- PROBLEM DETAILS
Where in the data below does the word "please" appear? Copy every line that has it.

- Saved data entries
»»

PR #8147, opened 2023-12-17
Add Tree of Knowledge claimed and cost info to quick info dialog

zenseii:
image

image

image

### DIFF
--- a/src/fheroes2/dialog/dialog_quickinfo.cpp
+++ b/src/fheroes2/dialog/dialog_quickinfo.cpp
@@ -275,7 +275,7 @@ namespace
             }
             else {
                 const auto rc = payment.getFirstValidResource();
-                str.append( std::to_string( rc.second ) + " " );
+                str.append( std::to_string( rc.second ) );
                 str += ' ';
                 str.append( Translation::StringLower( Resource::String( rc.first ) ) );
             }
--- a/src/fheroes2/dialog/dialog_quickinfo.cpp
+++ b/src/fheroes2/dialog/dialog_quickinfo.cpp
@@ -266,6 +266,7 @@ namespace
     {
         const MP2::MapObjectType objectType = tile.GetObject( false );
         std::string str = MP2::StringObject( objectType );
+        const Heroes * hero = Interface::GetFocusHeroes();
 
         if ( isVisited ) {
             const Funds & payment = getTreeOfKnowledgeRequirement( tile );
@@ -281,10 +282,17 @@ namespace
             }
             str += ')';
 
-            const Heroes * hero = Interface::GetFocusHeroes();
             if ( hero ) {
-                str += '\n';
-                str.append( hero->isVisited( tile ) ? _( "(already gained)" ) : _( "(not gained)" ) );
+                str.append( "\n(" );
+                str.append( hero->isVisited( tile ) ? _( "already claimed" ) : _( "not claimed" ) );
+                str += ')';
+            }
+        }
+        else {
+            if ( hero ) {
+                str.append( "\n\n(" );
+                str.append( _( "not claimed" ) );
+                str += ')';
             }
         }
 
--- a/src/fheroes2/dialog/dialog_quickinfo.cpp
+++ b/src/fheroes2/dialog/dialog_quickinfo.cpp
@@ -262,6 +262,34 @@ namespace
         return str;
     }
 
+    std::string showTreeOfKnowledgeInfo( const Maps::Tiles & tile, const bool isVisited )
+    {
+        const MP2::MapObjectType objectType = tile.GetObject( false );
+        std::string str = MP2::StringObject( objectType );
+
+        if ( isVisited ) {
+            const Funds & payment = getTreeOfKnowledgeRequirement( tile );
+            str.append( "\n\n(" );
+            if ( payment.GetValidItemsCount() == 0 ) {
+                str.append( "free" );
+            }
+            else {
+                const auto rc = payment.getFirstValidResource();
+                str.append( std::to_string( rc.second ) + " " );
+                str.append( Translation::StringLower( Resource::String( rc.first ) ) );
+            }
+            str += ')';
+
+            const Heroes * hero = Interface::GetFocusHeroes();
+            if ( hero ) {
+                str.append( "\n" );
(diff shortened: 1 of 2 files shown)


src/fheroes2/dialog/dialog_quickinfo.cpp
```diff
@@ -262,6 +262,34 @@ namespace
...
+                const auto rc = payment.getFirstValidResource();
+                str.append( std::to_string( rc.second ) + " " );
+                str.append( Translation::StringLower( Resource::String( rc.first ) ) );
+            }
+            str += ')';
+
+            const Heroes * hero = Interface::GetFocusHeroes();
+            if ( hero ) {
+                str.append( "\n" );
+                str.append( hero->isObjectTypeVisited( objectType ) ? _( "(already gained)" ) : _( "(not gained)" ) );
```
Districh-ru, line 286: We can not rely only on object type here: if you visit one Tree, then all other Trees will show "(already gained)" even if the level was not gained by that tree.
```suggestion
                str.append( hero->isVisited( tile ) ? _( "(already gained)" ) : _( "(not gained)" ) );
```

Districh-ru (changes requested):
Hi, @zenseii. I very like this improvement - currently when I have many heroes and there are many Trees of Knowledge on the map it is hard to remember what hero has visited what tree (I don't talk about remembering what resources each Tree demands).
I left one comment regarding getting "level gained" info. Could you please take a look when you have time.

Districh-ru (approved):

LeHerosInconnu:
Hello @zenseii,

I haven't tested this PR, but I think the expressions already used in other places, i.e. "(already visited)" and "(not visited)" should be used.
This would give continuity to the expressions and be more "natural" according to the hero selected.
Also, when no hero is selected, the right-click information window should also indicate the cost, but without the expression "(already visited)" or "(not visited)".
In addition, in the current state of a hero's experience point progression, it may happen that a hero gains several levels when visiting a tree of knowledge.
The use of the word "level" therefore becomes problematic in this case if it does not correspond to the result of the visit to the location, one or more levels gained.

src/fheroes2/dialog/dialog_quickinfo.cpp
```diff
@@ -262,6 +262,34 @@ namespace
...
+
+        if ( isVisited ) {
+            const Funds & payment = getTreeOfKnowledgeRequirement( tile );
+            str.append( "\n\n(" );
+            if ( payment.GetValidItemsCount() == 0 ) {
+                str.append( _( "treeOfKnowledge|free" ) );
+            }
+            else {
+                const auto rc = payment.getFirstValidResource();
+                str.append( std::to_string( rc.second ) + " " );
```
ihhub, line 278: Let's do this way:
```cpp
str.append( std::to_string( rc.second ) );
str += ' ';
```
This should be faster.

src/fheroes2/dialog/dialog_quickinfo.cpp
```diff
@@ -262,6 +262,34 @@ namespace
...
+                str.append( Translation::StringLower( Resource::String( rc.first ) ) );
+            }
+            str += ')';
+
+            const Heroes * hero = Interface::GetFocusHeroes();
+            if ( hero ) {
+                str.append( "\n" );
```
ihhub, line 285: Let's do this way:
```cpp
str += '\n';
```

ihhub (changes requested):
Hi @zenseii , I left 2 minor optimizations. Could you please take a look at them?

src/fheroes2/dialog/dialog_quickinfo.cpp
Districh-ru: Hi, @zenseii, in the last commit the `str += ' ';` was added, so we should remove this inserted space from the upper line :)
```suggestion
                str.append( std::to_string( rc.second ) );
```

Districh-ru (approved):

ihhub (approved):

ihhub:
@zenseii , thank you so much for the improvement!

LeHerosInconnu:
Hello @zenseii,

> @LeHerosInconnu
> 
> > I wouldn't call it laziness here, but a convention for places that give a bonus. The hero has not yet benefited from the location bonus: "(not visited)". The hero has already benefited from the location bonus: "(already visited)". This seems clear to me and in line with the other bonus locations. And that's how it works in the original game.
> 
> I don't see the benefit of such continuity, compared to the clear benefits of unambiguity. Also, we are already fine with **not** having 100 % continuity in for example the Shrines, which state `(already learned)` and **not** `(already visited)` : image
> 
> Addiontally, the Witch's huts' `(already knows this skill)` would have to be `(already visited)` then : image
> 
> If we seriously want to adopt this `(already visited)`, which **really** carries the meaning of "already visited and claimed whatever you can from", then we would have to change also the shrines, the witch's huts, etc., for continuity's sake.
> 
> To me having `(visited)` for the Tree of Knowledge makes as much sense as having `(talked to)` and `(not talked to)` for it.
> 
> On the contrary, I argue that variety in what words and expressions we use only enrichens the game and the experience, and self-imposed restrictions for the vocabulary of the game just so that a few words are used everywhere, is an unnecessary restriction with debatable benefits.

In the original game, for the shrine and witch's hut, the spell and secondary skill are not indicated in the right-click information window.
Also, these locations, unlike others such as the tree of knowledge, gazebo, mercenary camp, etc., do not systematically give a bonus when visited.
The hero can learn the spell or secondary skill in another way, making a visit to the place useless if he has already learned the spell or secondary skill.
A different, and added text compared to the original version of the game, can and should therefore be used.
For the tree of knowledge, the expressions "(not visited)" and "(already visited)" are already used in the original game, and I think they play their informative role well.

Also, for the witch's hut, I think the expression "(already learned)" could replace the expression "(already knows this skill)" to simplify the expression (we know it's a skill, and we don't indicate "(already knows this spell)" either).
And, for the shrine and witch's hut, when the hero doesn't know the spell or secondary skill, there's no expression to indicate this fact, only the name of the spell or secondary skill is indicated.
I think we should also display the expression "(not learned)" when a hero is selected and doesn't know the spell or secondary skill, as this is confusing with displaying the spell and secondary skill when no hero is selected.
I always tend to check that a hero is selected when I right-click on a shrine or witch's hut, which shouldn't be the case.
The interface in this case is not "uniform" in the way it indicates information to the player.
I can open a specific issue if necessary.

««

- SOLUTION BELOW
I left one comment regarding getting "level gained" info. Could you please take a look when you have time.
Hi @zenseii , I left 2 minor optimizations. Could you please take a look at them?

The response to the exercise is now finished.